The most significant result may have been the quite strong finding (P<.0002) that longer treatment durations (7.4 months on average) resulted in improved benefits relative to shorter treatment durations (5.5 months). Long antiviral treatment regimes are a key feature of Dr. Lerner’s antiviral treatment protocol.

The authors called the findings ‘clinically striking’ when placed in context of how difficult it was to treat ME/CFS, and indeed most doctors would probably be very happy to see responses like this in their patients. (Their patients would be happy as well :))

Antibodies Strike Out

The antibody results indicated how much researchers still have to learn. The researchers thought that higher antibodies would be indicative of poorer health, but they were not, and antibody levels did not drop significantly more in the responders than in the non-responders. (There was a ‘trend’ toward better response in patients with high baseline antibodies). Whatever the effects of the trial, it did not appear to happen at the antibody level.

Potentially obscuring the antibody results, however, was the possibility that some patients may have hypogammaglobulemia (low B-cell and antibody levels), while others may have overly strong antibody responses, and bigger studies would be needed to tease out these factors. It’s possible that too many complicating factors were present for a finding of statistical significance to show up in a study of this size.

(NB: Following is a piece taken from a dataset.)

PR #3015, opened 2025-07-14
SMQ-2873 - Switch to `TIMESTAMPZ` in Postgres

### LINKED ISSUE #2873: Switch to TIMESTAMPZ in Postgres
Related #2869 - We should use TIMESTAMPZ in PG instead of TIMESTAMP.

Figuring out why some people improve during antiviral treatment while others do not has been a key goal for Montoya, and he’s reportedly been plowing through immune findings to see if he can pick up measurements that change significantly as people get well. Finding that would give him and the ME/CFS research community a strong biomarker to concentrate on. (Dr. Kogelnik is looking at patients for this as well). This was not that study, however, and hopefully that paper will appear in the future.

Conclusion

Valcyte has not gone the way of XMRV. As with XMRV, the promise of an early study – in this case the 2006 unblinded one with its remarkable success rate – did not hold up, but this study was positive and many patients did improve – in many cases, it appears, significantly.

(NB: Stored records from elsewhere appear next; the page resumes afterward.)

Issue #2801, opened 2025-04-09
Add health check endpoints to protocol adapters


dborovcanin:
We need to expose a health topic for different protocols so we check if messaging is working without polluting the actual messag topics.

arvindh123:
@dborovcanin  Can we have topic with prefix `h`  for health check ?

dborovcanin:
Yes, we can go with `hc` maybe. It's on the root level, like `m` for messages.

nyagamunene:
@arvindh123 From my understanding of this issue, we need health check endpoints to verify whether the adapter services are running correctly. However, I’d like some clarification: since `http`, `coap`, and `ws` already have health adapters, could I be misunderstanding something?

dborovcanin:
No, we need this for end-devices to check if connectivity works. I.e. we need an endpoint in each adapter that will not publish to NATS, but just receive the message and return the equivalent of HTTP OK to the device.

arvindh123:
All the PR has been merged, Closing this ticket.

PR #3024, opened 2025-07-21
SMQ-2801 - Add health check endpoint for MQTT adapter 

felixgateru:
# What type of PR is this?
This is a feature because it adds a health check endpoint for the MQTT adapter

## What does this do?
This pr adds a health check endpoint for the MQTT adapter

- Related Issue #2801

No

No

### DIFF
--- a/http/handler.go
+++ b/http/handler.go
@@ -113,7 +113,7 @@ func (h *handler) Publish(ctx context.Context, topic *string, payload *[]byte) e
 		return errors.Wrap(errFailedPublish, errClientNotInitialized)
 	}
 
-	domainID, channelID, subtopic, err := h.parser.ParsePublishTopic(ctx, *topic, true)
+	domainID, channelID, subtopic, _, err := h.parser.ParsePublishTopic(ctx, *topic, true)
 	if err != nil {
 		return errors.Wrap(errMalformedTopic, err)
 	}
--- a/mqtt/handler.go
+++ b/mqtt/handler.go
@@ -113,12 +113,12 @@ func (h *handler) AuthPublish(ctx context.Context, topic *string, payload *[]byt
 		return ErrClientNotInitialized
 	}
 
-	domainID, chanID, _, err := h.parser.ParsePublishTopic(ctx, *topic, false)
+	domainID, chanID, _, topicType, err := h.parser.ParsePublishTopic(ctx, *topic, false)
 	if err != nil {
 		return err
 	}
 
-	return h.authAccess(ctx, string(s.Username), domainID, chanID, connections.Publish)
+	return h.authAccess(ctx, string(s.Username), domainID, chanID, connections.Publish, topicType)
 }
 
 // AuthSubscribe is called on device subscribe,
@@ -133,12 +133,12 @@ func (h *handler) AuthSubscribe(ctx context.Context, topics *[]string) error {
 	}
 
 	for _, topic := range *topics {
-		domainID, chanID, _, err := h.parser.ParseSubscribeTopic(ctx, topic, false)
+		domainID, chanID, _, topicType, err := h.parser.ParseSubscribeTopic(ctx, topic, false)
 		if err != nil {
 			return err
 		}
 
-		if err := h.authAccess(ctx, string(s.Username), domainID, chanID, connections.Subscribe); err != nil {
+		if err := h.authAccess(ctx, string(s.Username), domainID, chanID, connections.Subscribe, topicType); err != nil {
 			return err
 		}
 	}
@@ -164,7 +164,7 @@ func (h *handler) Publish(ctx context.Context, topic *string, payload *[]byte) e
 	}
 	h.logger.Info(fmt.Sprintf(LogInfoPublished, s.ID, *topic))
 
-	domainID, chanID, subTopic, err := h.parser.ParsePublishTopic(ctx, *topic, false)
+	domainID, chanID, subTopic, topicType, err := h.parser.ParsePublishTopic(ctx, *topic, false)
 	if err != nil {
 		return errors.Wrap(ErrFailedPublish, err)
 	}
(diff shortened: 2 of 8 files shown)


dborovcanin:
@felixgateru What's the status of this one?

dborovcanin:
The goal of MQTT HC is not that our service send a heartbeat to the broker, but to enable device to verify connectivity by sending a simple publish to the unauthorized, reserved topic used only for that purpose. However, to make sense out of it, we actually need a "special" channel and this message needs to be able to have authenticated (verify that relevant client exist) the client.

mqtt/handler.go
```diff
@@ -219,21 +221,26 @@ func (h *handler) Disconnect(ctx context.Context) error {
...
-	if err != nil {
-		return err
-	}
-	if !res.GetAuthorized() {
-		return svcerr.ErrAuthorization
-	}
+func (h *handler) authAccess(ctx context.Context, clientID, domainID, chanID string, msgType connections.ConnType, topicType messaging.TopicType) error {
+	switch topicType {
+	case messaging.HealthType:
+		return nil
```
dborovcanin, line 227: In this case, we need to _authenticate_ the client. I.e. we can't just ignore **any** and channelID client.

ws/handler.go
```diff
@@ -84,7 +84,7 @@ func (h *handler) AuthPublish(ctx context.Context, topic *string, payload *[]byt
 		return errClientNotInitialized
 	}
 
-	domainID, channelID, _, err := h.parser.ParsePublishTopic(ctx, *topic, true)
+	domainID, channelID, _, _, err := h.parser.ParsePublishTopic(ctx, *topic, true)
```
dborovcanin, line 87: Since this is already intrusive change, let's add the same HC endpoint to other protocols as well.

http/handler.go
```diff
@@ -113,7 +113,7 @@ func (h *handler) Publish(ctx context.Context, topic *string, payload *[]byte) e
 		return errors.Wrap(errFailedPublish, errClientNotInitialized)
 	}
 
-	domainID, channelID, subtopic, err := h.parser.ParsePublishTopic(ctx, *topic, true)
+	domainID, channelID, subtopic, _, err := h.parser.ParsePublishTopic(ctx, *topic, true)
```
dborovcanin, line 116: Same here, since we are changing message parser, we can as well add HC for HTTP as well.

dborovcanin (changes requested):

mqtt/handler.go
felixgateru: in the case of MQTT the client is already authenticated here:
https://github.com/absmach/supermq/blob/1d935f05198e8f22f4ca764a6726670222d37141/mqtt/handler.go#L90-L100

before getting to AuthPublish and AuthSubscribe for channel authorization
Do we add channelID to the health check topic and check that the client is authorized to publish or subscribe to the channel as well?

dborovcanin: No, let's not do it for the time being; mostly because we'd need to enforce channels which would make things complicated.

pkg/messaging/topics.go
```diff
@@ -53,15 +61,16 @@ type parsedTopic struct {
 	domainID  string
 	channelID string
 	subtopic  string
+	topicType TopicType
```
dborovcanin: No need for this. We don't have to cache anything but `MessageType`; which makes it unnecessary here.

pkg/messaging/topics.go
```diff
@@ -347,33 +360,61 @@ func EncodeMessageMQTTTopic(m *Message) string {
 	return topic
 }
 
-func EncodeAdapterTopic(domain, channel, subtopic string) string {
-	topic := fmt.Sprintf("%s/%s/%s/%s", string(MsgTopicPrefix), domain, string(ChannelTopicPrefix), channel)
-	if subtopic != "" {
-		topic = topic + "/" + subtopic
+func EncodeAdapterTopic(domain, channel, subtopic string, topicType TopicType) string {
```
dborovcanin: There is no need for this to be exported.

dborovcanin (changes requested):

pkg/messaging/topics.go
```diff
@@ -165,14 +173,17 @@ func NewTopicResolver(channelsClient grpcChannelsV1.ChannelsServiceClient, domai
...
+	if domain == "" {
 		return "", "", false, ErrEmptyRouteID
 	}
 
 	domainID, isdomainRoute, err := r.resolveDomain(ctx, domain)
 	if err != nil {
 		return "", "", false, errors.Wrap(ErrFailedResolveDomain, err)
 	}
+	if channel == "" {
+		return domainID, "", isdomainRoute, nil
```
dborovcanin: Not related to this PR; please fix naming to `isDomainRoute`.

pkg/messaging/topics.go
```diff
@@ -347,33 +358,61 @@ func EncodeMessageMQTTTopic(m *Message) string {
...
 	if n > 0 && topic[0] == '/' {
 		start = 1
 	}
+	if n <= start {
+		return "", "", "", InvalidType, ErrMalformedTopic
+	}
+
+	// Healthcheck: "hc/<domain_id>"
+	// Check first because it's shortest and avoids extra work.
+	if n >= start+3 && topic[start] == HealthTopicPrefix[0] && topic[start+1] == HealthTopicPrefix[1] && topic[start+2] == '/' {
```
dborovcanin: This looks a little overegineered. Try:
```go
	if n > start+3 && topic[start:start+2] == HealthTopicPrefix { // notice > 3, not >= 3 so you don't have to check if there is a domain - there is)
```

dborovcanin (changes requested):

dborovcanin (changes requested):
Add publish tests to `hc` endpoint.

dborovcanin (approved):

The study, though, was underpowered in many ways; it was retrospective, it was not placebo-controlled, and patients’ self-reports were rudimentary to say the least – they appear to have simply rated themselves on a scale from 0-100 on their physical and cognitive functioning and only the highest scores were used. The most intriguing result was the increased likelihood of benefit in patients with longer treatment duration – a key facet of Dr. Lerner’s program.



Without a blinded control group, however, all the results can be challenged – it can be argued that the responders were simply due to placebo, the benefit was transient, and the increased benefit with duration was simply an indicator that time in combination with placebo really does heal somewhat with ME/CFS.

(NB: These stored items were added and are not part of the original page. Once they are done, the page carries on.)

PR #3030, opened 2025-07-29
SMQ-2866 - MQTT auth fails with identical secrets across different domains

### LINKED ISSUE #2866: Bug: MQTT auth fails with identical secrets across different domains

Was using MQTT to send message.

Clients should send message via MQTT

`{"time":"2025-05-12T04:44:17.98368156Z","level":"WARN","msg":"failed to proxy from MQTT broker to client with id 19eef5c7-d2ef-456b-84b7-336f596a78d3-pub with error: invalid user id"}`

### Steps To Reproduce

1. Create `client1` in `domain1`  with `secret1`
2. Create `channel1` in `domain1` and connect `client1` and `channel1`
3. Create `client2` in `domain2`  with `secret1`
4. Create `channel2` in `domain2` and connect `client2` and `channel2`
5. Send a message via `MQTT` with either client

Docker supermq

_No response_

dborovcanin:
# What type of PR is this?
This is a bugfix.

## What does this do?
This pull request enables messaging for multiple clients with the same key in different domains.

- Resolves #2866

Yes.

N/A

### Notes
N/A


pkg/authn/authn.go
```diff
@@ -48,3 +51,57 @@ type Session struct {
...
+	}
+	return "Unknown"
+}
+
+// ErrNotEncoded acts similarly to EOF - it does indicate there is no suffix in
+// the token, but that does not have to be treated as the error in some cases.
+// If token is not base64-encoded, the token is returned as a key alongside with the error.
+var ErrNotEncoded = errors.New("token is not encoded with domain ID suffix")
+
+func AuthUnpack(token string) (AuthPrefix, string, string, error) {
```
arvindh123, line 84: **Why don't we handle this at the protocol layer, like in HTTP or CoAP headers?**
HTTP supports basic authentication, so we can perform this at the HTTP layer and send the ID and key to the Clients service for verification.
We can do the same with CoAP, since it functions similarly to an HTTP server.

dborovcanin: Backward compatibility is the only reason for the time being. We can switch to basic Auth, but then we will break the API - `Client` prefix will make no sense anymore.

nyagamunene (dismissed):
LGTM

The road to understanding the role that pathogens play in ME/CFS has been long and crooked. With all the interest in antivirals, it’s remarkable that we still do not have a single well-designed, rigorously controlled ME/CFS antiviral treatment trial. Every study, from Dr. Lerner’s trials to Dr. Montoya’s two studies, has had enough design flaws for skeptics to be able to discount the findings. There’s still a great deal of work to be done to figure out how and why antivirals are working when they do work in this disorder.

One such study was underway. In Dec 2010 we were informed that two papers from Dr. Montoya’s placebo-controlled, doubled blinded study – which involved extensive immune testing, exercise testing, etc – were in process. (We were also informed that the study we’ve just looked at would be published ‘soon’ :)). At a conference that year, Dr. Montoya reported that he was on the track of several immune biomarkers (IL-5, IL17F, ENA78, EOTAXN, IP10) that improved during treatment. He also reported that an early antigen marker usually associated with cancer may be a biomarker for this group.